- **DATA UNDER STUDY**:
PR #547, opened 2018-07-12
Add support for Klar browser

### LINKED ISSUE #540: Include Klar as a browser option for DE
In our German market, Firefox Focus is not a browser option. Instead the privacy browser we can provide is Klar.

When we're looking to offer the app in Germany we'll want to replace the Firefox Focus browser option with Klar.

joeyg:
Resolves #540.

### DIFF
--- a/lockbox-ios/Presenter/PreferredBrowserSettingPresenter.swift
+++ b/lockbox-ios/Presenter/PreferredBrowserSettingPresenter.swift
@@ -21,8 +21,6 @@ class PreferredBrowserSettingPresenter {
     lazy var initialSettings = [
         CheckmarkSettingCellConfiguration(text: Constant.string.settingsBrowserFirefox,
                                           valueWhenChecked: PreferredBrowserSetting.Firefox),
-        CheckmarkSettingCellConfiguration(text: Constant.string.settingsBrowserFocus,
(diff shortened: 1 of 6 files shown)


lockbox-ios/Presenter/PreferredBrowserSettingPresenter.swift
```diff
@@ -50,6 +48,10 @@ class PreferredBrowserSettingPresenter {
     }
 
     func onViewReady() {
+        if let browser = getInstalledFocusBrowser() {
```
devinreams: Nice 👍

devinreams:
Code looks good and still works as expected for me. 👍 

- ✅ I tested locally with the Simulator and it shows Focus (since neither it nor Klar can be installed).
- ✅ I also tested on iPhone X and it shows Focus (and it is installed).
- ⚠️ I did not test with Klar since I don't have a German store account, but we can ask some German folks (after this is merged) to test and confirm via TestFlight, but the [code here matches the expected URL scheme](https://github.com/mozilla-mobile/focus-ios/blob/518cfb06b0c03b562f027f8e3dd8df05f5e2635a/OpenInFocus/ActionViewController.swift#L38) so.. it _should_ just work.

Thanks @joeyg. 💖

- **WORK REQUIRED**: Scan the records above. Return every line with "shows" in it.

- **SOLUTION FOR THIS EXERCISE**:
- ✅ I tested locally with the Simulator and it shows Focus (since neither it nor Klar can be installed).
- ✅ I also tested on iPhone X and it shows Focus (and it is installed).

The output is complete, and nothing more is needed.